PR #311, opened 2019-11-26
Pytorch frontend op cross_entropy

notoraptor:
Hi @breuleux @abergeron @ethancaballero 

This is a PR to implement pytorch frontend operation `cross_entropy`.

@ethancaballero I did not yet try to implement all cross entropy function parameters (weight, size_average, ignore_index, reduce and reduction), I just implemented input and target parameters. Could you check if I modified right files in right places ? Should I implement all parameters ?

Thanks!

### DIFF
--- a/myia/frontends/pytorch.py
+++ b/myia/frontends/pytorch.py
@@ -5,7 +5,6 @@ import types
 from collections import OrderedDict
 
 import torch
-import torch.nn.functional
 
 from .. import operations
 from ..abstract.data import (
--- a/myia/frontends/pytorch.py
+++ b/myia/frontends/pytorch.py
@@ -5,6 +5,7 @@ import types
 from collections import OrderedDict
 
 import torch
+import torch.nn.functional
 
 from .. import operations
 from ..abstract.data import (
@@ -36,6 +37,7 @@ from .pytorch_functions import (
     cat,
     chunk,
     conv2d,
+    cross_entropy,
     gather,
     item,
     linear,
@@ -98,6 +100,7 @@ standard_object_map.update({
     torch.var: var,
     # torch.zeros_like: C.zeros_like,  # currently only works with pt backend
     torch.nn.functional.conv2d: conv2d,
+    torch.nn.functional.cross_entropy: cross_entropy,
     torch.nn.functional.linear: linear,
     torch.nn.functional.max_pool2d: max_pool2d,
     torch.nn.functional.mse_loss: mse_loss,
--- a/myia/frontends/pytorch_functions.py
+++ b/myia/frontends/pytorch_functions.py
@@ -19,7 +19,6 @@ import operator
 from functools import reduce
 
 import torch
-import torch.nn.functional
 
 from .. import operations
 from ..abstract import myia_static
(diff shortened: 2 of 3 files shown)


myia/frontends/pytorch.py
```diff
@@ -5,6 +5,7 @@
 from collections import OrderedDict
 
 import torch
+import torch.nn.functional
```
ethancaballero: you don't need to import torch.nn.functional

myia/frontends/pytorch_functions.py
```diff
@@ -19,6 +19,7 @@
 from functools import reduce
 
 import torch
+import torch.nn.functional
```
ethancaballero: you don't need to import torch.nn.functional

tests/frontends/test_pytorch_ops.py
```diff
@@ -311,6 +311,17 @@ def test_torch_conv2d__group3(inp, w, b):
     return torch.sum(value)
 
 
+@mt(
+    fwd_and_bwd(nn.Parameter(torch.Tensor(torch.randn(3, 5))),
+                nn.Parameter(torch.randint(5, (3,)),
+                             requires_grad=False)),
+    run(torch.randn(3, 5), torch.randint(5, (3,))),
+    backend=backend_no_relay
+)
```
ethancaballero: This should be:
```
@mt(
    fwd_and_bwd(nn.Parameter(torch.Tensor(torch.randn(3, 5))),
                nn.Parameter(torch.randint(5, (3,)),
                             requires_grad=False)),
)
```

myia/frontends/pytorch_functions.py
```diff
@@ -268,6 +269,14 @@ def conv2d(input, weight, bias=None, stride=1, padding=0, dilation=1,
     return ret
 
 
+@core
+def cross_entropy(input, target):
+    """Map of method torch.nn.functional.cross_entropy."""
+    a = torch.nn.functional.log_softmax(input, 1)
+    b = torch.nn.functional.nll_loss(a, target)
+    return b
```
ethancaballero: This should be:
```
@core
def cross_entropy(input, target, reduction='mean'):
    """Map of method torch.nn.functional.cross_entropy."""
    a = torch.nn.functional.log_softmax(input, 1)
    b = torch.nn.functional.nll_loss(a, target, reduction=reduction)
    return b
```

ethancaballero:
The additional parameter that needs to be added to cross_entopy is `reduction`. I've added how to so in the line comment of mine.

myia/frontends/pytorch.py
notoraptor: Done!

myia/frontends/pytorch_functions.py
notoraptor: Done!

tests/frontends/test_pytorch_ops.py
notoraptor: Done! I used `fwd_and_bwd_no_relay` instead of just `fwd_and_bwd`, because I got some compilation errors with relay, and I guess we don't need relay to work here as we are in Pytorch frontend, do we?

I also duplicated the test for each currently supported reduction (none, mean and sum)

myia/frontends/pytorch_functions.py
notoraptor: Done!

PR #314, opened 2019-12-03
Add pytorch frontend operation `detach`.

notoraptor:
@ethancaballero @breuleux @abergeron 

This is a PR to add Pytorch frontend operation `detach`.


breuleux:
* I don't think our primitive should be called `detach`. That's PyTorch terminology, and not a very good one. I would prefer `stop_gradient` as in TensorFlow, or something else equally descriptive.
* After the gradient transform, `detach` is functionally identical to the identity function, and it should be removed from the graph. An optimization that removes `detach` should be added to `step_opt2`, which occurs after gradient expansion.
* Given that it should always be optimized always, `detach` should not be a `BackendPrimitive`. It should be a `PlaceholderPrimitive` like `J` or `Jinv`. `PlaceholderPrimitive` is for primitives that serve a purpose after inference, but should be removed or optimized away before they get to the backend.

notoraptor:
Hi @breuleux , I updated the code based on your suggestion!

PS: Should primitive `identity` be considered as a placeholder, too ?

tests/frontends/test_pytorch_ops.py
```diff
@@ -330,6 +330,20 @@ def test_torch_cross_entropy(inp, target, reduction):
     return F.cross_entropy(inp, target, reduction=reduction)
 
 
+@mt(
+    fwd_and_bwd_no_relay(nn.Parameter(torch.Tensor(torch.randn(7, 3)))),
+    fwd_and_bwd_no_relay(nn.Parameter(torch.Tensor(torch.randn(5, 8)))),
+    fwd_and_bwd_no_relay(nn.Parameter(torch.Tensor(torch.randn(10)))),
```
abergeron: This should run with relay.

notoraptor: Done!

notoraptor:
I also removed stop_gradient mapping from pytorch backend, as the primitive should be removed by optimizations and then no go until backend.

breuleux:
@notoraptor Good question. Yes, `identity` should probably be the same. You could try to change it and see if that breaks anything.

myia/frontends/pytorch.py
```diff
@@ -116,6 +118,7 @@
     'abs': operations.array_abs,
     'argmax': argmax,
     'chunk': chunk,
+    'detach': detach,
```
breuleux: You can just set this directly to `operations.stop_gradient`

myia/validate.py
```diff
@@ -90,6 +90,7 @@ def validate_abstract(self, a: (type(None), AbstractExternal), uses):
     P.bool_and,
     P.bool_or,
     P.bool_eq,
+    P.stop_gradient,
```
breuleux: PlaceholderPrimitives should not be in the whitelist (if you rebase on top of current master, the whitelist was removed and replaced by a check for BackendPrimitive, so we won't need to keep updating this list anymore).

myia/frontends/pytorch.py
notoraptor: Done!

myia/validate.py
notoraptor: Rebased!

notoraptor:
@breuleux I also added a commit to make `identity` a placeholder primitive, to check if all tests run correctly with that modification.

notoraptor:
All tests passed, so making `identity` a placeholder does not seem to create any problem.

I added another commit to fix coverage issue.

▶ Task item: Count each line above with "opened"; write only the number.

▶ Result below: 2